[Exercise goal] Please report how many lines in the data below contain "happen". Nothing besides the number should be written.

[Opening Dataset entries section]

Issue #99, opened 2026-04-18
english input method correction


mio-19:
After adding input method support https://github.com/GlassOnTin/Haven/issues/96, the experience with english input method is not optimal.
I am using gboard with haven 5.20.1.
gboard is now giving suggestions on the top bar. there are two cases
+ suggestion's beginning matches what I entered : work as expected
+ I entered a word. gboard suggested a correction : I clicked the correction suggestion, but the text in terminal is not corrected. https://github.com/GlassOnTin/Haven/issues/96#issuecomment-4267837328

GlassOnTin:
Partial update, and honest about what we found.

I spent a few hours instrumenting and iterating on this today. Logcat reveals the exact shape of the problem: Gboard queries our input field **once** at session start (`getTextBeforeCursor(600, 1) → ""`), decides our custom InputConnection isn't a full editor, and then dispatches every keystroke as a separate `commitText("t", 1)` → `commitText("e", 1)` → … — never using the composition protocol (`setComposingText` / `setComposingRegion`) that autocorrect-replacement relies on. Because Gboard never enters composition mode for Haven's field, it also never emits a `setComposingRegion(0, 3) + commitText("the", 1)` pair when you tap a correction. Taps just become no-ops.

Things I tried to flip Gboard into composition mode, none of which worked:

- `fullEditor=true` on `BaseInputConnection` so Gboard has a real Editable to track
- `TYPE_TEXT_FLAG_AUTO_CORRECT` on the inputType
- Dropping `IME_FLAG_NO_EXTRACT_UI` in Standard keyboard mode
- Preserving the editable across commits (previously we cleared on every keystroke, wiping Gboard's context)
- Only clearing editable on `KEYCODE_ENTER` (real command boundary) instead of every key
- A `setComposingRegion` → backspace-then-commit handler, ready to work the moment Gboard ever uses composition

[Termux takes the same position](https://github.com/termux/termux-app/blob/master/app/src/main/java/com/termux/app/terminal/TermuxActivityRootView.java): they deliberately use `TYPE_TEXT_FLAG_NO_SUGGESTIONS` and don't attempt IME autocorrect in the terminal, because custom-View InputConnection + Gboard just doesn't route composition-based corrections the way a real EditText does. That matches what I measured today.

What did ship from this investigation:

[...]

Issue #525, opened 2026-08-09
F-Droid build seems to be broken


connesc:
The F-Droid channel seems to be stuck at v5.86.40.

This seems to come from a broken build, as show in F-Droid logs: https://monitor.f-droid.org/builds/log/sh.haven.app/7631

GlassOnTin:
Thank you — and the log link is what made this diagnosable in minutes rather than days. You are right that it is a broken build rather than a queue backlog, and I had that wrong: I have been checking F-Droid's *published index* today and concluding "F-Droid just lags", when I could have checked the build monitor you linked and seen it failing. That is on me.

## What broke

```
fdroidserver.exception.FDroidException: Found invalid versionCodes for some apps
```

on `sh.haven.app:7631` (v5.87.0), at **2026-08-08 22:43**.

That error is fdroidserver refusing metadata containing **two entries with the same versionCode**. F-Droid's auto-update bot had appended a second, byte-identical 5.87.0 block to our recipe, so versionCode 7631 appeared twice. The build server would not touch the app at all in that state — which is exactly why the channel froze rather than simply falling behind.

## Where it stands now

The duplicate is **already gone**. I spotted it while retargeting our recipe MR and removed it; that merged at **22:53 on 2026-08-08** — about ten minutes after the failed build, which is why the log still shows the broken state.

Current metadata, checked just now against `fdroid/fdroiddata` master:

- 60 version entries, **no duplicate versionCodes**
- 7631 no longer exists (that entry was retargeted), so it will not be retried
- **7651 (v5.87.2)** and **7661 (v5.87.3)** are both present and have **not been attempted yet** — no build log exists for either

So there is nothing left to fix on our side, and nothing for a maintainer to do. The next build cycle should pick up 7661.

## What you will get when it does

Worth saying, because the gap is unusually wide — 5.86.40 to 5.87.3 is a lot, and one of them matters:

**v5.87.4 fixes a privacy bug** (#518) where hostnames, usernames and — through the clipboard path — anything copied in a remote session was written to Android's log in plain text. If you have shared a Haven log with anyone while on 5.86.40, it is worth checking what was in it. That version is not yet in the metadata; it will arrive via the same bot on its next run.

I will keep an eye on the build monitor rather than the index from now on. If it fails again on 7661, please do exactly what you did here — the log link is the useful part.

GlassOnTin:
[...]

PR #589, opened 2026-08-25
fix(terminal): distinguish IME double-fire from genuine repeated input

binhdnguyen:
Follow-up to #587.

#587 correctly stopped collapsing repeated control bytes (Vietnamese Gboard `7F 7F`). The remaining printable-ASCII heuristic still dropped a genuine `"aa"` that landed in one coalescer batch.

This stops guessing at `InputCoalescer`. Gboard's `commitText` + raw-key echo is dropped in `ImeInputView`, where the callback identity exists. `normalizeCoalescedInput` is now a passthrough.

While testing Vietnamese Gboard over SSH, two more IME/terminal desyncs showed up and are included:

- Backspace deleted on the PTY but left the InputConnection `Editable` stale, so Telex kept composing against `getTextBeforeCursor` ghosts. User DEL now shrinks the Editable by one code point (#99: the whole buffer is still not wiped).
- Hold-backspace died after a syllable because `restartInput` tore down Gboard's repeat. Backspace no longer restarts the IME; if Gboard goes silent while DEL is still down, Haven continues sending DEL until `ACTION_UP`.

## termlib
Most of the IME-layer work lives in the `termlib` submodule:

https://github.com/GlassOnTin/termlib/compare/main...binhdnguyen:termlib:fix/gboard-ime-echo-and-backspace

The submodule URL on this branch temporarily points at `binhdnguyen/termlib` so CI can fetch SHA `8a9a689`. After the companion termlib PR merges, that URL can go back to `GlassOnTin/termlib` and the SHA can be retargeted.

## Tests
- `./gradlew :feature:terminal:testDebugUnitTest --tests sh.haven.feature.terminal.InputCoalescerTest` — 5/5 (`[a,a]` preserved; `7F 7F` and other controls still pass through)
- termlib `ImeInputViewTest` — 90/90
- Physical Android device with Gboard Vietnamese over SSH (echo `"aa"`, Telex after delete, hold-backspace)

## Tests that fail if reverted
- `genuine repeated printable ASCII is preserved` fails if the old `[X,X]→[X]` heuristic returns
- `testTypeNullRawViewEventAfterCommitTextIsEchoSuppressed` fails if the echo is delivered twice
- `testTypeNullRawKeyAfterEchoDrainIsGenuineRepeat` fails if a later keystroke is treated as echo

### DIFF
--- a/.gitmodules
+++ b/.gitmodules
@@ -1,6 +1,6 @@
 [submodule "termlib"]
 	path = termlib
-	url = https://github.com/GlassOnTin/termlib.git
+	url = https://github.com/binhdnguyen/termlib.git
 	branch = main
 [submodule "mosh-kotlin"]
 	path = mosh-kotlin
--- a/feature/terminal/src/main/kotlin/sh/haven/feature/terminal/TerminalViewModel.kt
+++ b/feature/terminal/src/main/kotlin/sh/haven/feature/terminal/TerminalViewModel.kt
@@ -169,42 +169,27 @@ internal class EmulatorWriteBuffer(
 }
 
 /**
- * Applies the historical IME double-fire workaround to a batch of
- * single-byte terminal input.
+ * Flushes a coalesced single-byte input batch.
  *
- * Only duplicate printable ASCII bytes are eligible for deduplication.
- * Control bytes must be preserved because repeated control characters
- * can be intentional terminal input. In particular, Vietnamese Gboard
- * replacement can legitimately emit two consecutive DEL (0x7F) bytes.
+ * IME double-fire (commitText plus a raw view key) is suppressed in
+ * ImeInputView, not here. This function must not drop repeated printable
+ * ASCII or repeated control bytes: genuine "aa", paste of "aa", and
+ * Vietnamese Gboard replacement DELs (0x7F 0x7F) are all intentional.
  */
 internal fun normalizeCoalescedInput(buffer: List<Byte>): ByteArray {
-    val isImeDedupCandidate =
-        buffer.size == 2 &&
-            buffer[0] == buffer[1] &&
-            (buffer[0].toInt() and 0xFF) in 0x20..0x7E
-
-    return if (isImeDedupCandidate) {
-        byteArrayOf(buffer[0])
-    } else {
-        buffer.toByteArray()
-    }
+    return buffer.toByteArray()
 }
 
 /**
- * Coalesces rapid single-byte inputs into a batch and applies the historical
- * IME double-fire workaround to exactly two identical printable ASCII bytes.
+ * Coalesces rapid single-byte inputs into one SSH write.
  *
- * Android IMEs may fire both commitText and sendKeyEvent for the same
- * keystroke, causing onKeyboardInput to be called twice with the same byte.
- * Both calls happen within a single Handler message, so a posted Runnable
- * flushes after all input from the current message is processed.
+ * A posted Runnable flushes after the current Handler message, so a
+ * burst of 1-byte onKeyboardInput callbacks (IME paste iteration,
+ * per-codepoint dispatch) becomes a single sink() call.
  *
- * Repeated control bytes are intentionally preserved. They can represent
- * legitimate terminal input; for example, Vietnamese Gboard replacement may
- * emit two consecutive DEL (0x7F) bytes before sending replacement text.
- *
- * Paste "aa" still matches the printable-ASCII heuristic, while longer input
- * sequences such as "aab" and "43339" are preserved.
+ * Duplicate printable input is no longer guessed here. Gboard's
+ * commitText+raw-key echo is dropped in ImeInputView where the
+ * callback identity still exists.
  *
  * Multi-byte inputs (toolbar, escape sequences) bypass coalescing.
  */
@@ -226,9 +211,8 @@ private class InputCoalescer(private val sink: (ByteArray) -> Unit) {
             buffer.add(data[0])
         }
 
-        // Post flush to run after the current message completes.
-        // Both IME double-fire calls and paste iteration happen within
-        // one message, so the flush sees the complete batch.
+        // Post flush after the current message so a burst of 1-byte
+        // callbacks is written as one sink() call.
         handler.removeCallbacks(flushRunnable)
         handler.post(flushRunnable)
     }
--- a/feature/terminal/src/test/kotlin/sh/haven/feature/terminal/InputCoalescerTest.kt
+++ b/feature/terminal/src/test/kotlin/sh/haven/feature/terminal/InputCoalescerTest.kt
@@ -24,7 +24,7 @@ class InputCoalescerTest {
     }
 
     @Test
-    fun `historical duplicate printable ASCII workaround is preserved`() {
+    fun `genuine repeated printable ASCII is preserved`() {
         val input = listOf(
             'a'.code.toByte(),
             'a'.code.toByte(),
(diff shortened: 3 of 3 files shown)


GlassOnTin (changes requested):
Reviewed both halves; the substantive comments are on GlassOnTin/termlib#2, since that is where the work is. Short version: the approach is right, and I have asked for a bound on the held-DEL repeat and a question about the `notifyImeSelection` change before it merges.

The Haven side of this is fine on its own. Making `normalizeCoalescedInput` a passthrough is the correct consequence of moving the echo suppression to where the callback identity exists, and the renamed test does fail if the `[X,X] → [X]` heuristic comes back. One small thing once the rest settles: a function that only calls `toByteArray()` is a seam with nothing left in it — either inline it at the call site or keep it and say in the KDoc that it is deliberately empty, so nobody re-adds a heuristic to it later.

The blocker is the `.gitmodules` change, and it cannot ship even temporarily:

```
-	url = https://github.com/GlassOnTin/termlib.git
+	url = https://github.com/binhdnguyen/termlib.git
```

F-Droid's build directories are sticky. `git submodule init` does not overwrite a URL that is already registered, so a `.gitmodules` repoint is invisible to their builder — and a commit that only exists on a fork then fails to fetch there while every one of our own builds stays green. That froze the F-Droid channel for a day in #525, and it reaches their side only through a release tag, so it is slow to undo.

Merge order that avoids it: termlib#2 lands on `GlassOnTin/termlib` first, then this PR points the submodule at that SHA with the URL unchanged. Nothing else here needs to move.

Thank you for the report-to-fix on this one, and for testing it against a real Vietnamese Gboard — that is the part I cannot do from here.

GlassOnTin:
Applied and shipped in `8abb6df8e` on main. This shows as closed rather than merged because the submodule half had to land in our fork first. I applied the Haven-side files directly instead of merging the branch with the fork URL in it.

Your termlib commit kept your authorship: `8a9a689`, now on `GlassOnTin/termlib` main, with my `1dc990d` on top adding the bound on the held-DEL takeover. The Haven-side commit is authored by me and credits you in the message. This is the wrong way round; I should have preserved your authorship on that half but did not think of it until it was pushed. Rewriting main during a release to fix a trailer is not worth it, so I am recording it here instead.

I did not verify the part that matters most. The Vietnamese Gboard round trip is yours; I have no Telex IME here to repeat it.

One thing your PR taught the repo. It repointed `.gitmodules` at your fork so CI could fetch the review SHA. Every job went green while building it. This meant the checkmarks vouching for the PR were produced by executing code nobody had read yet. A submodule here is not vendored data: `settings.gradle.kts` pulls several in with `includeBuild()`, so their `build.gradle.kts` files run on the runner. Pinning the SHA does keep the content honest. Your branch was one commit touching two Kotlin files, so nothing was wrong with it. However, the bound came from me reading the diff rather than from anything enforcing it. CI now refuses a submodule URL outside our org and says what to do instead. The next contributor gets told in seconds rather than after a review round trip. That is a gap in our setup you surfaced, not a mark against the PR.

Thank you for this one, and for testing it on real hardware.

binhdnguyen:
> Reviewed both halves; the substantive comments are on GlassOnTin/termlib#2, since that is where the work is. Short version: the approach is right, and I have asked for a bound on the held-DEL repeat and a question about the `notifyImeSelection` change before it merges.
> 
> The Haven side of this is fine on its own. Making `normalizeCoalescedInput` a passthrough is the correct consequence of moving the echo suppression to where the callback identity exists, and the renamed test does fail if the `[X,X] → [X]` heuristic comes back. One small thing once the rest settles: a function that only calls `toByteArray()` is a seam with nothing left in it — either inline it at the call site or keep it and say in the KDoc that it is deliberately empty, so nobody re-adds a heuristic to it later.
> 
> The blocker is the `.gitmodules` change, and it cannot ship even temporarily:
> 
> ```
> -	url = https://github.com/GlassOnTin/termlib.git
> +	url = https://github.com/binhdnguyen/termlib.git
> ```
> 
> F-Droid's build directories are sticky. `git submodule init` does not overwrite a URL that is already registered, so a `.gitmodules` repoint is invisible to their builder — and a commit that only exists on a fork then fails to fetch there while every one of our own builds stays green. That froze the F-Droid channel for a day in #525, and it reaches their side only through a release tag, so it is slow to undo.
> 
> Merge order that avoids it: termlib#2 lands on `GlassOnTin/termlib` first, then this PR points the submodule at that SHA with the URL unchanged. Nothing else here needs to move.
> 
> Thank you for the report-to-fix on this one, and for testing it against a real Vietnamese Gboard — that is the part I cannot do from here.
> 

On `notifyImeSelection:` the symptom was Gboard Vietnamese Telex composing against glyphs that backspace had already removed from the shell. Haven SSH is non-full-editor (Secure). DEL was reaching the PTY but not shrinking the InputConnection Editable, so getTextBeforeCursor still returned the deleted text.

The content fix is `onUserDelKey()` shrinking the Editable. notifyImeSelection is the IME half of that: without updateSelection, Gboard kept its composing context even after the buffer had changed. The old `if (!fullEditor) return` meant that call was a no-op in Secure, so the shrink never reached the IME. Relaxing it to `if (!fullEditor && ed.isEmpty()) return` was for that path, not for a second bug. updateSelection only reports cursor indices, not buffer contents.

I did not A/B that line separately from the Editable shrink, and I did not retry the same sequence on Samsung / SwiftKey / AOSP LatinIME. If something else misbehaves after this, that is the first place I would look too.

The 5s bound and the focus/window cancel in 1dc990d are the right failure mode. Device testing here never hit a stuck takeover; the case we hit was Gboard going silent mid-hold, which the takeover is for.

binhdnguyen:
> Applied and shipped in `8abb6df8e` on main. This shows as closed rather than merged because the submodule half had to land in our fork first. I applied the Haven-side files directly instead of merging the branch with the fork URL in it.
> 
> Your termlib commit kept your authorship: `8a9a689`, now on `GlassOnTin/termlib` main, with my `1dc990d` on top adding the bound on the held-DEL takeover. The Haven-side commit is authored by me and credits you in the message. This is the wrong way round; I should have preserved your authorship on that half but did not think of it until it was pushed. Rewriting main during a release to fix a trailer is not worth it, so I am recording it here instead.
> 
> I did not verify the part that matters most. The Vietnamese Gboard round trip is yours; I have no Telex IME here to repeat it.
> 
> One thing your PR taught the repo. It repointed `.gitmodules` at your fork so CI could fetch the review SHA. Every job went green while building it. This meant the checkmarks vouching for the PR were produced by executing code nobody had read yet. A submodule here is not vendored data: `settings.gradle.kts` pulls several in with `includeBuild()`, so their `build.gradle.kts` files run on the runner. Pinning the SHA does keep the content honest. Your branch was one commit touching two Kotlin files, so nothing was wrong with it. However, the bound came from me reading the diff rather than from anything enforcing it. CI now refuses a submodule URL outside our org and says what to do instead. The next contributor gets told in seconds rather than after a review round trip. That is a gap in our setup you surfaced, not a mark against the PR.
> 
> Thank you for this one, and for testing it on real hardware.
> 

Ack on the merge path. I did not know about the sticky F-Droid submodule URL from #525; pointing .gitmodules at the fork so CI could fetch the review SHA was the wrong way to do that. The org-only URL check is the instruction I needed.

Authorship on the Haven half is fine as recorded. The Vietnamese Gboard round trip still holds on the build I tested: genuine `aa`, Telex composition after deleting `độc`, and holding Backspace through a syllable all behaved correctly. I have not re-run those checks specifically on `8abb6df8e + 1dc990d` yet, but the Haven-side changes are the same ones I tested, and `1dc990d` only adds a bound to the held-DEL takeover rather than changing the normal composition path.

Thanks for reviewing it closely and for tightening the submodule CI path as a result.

[Closing Dataset entries section]

[Answer section] 2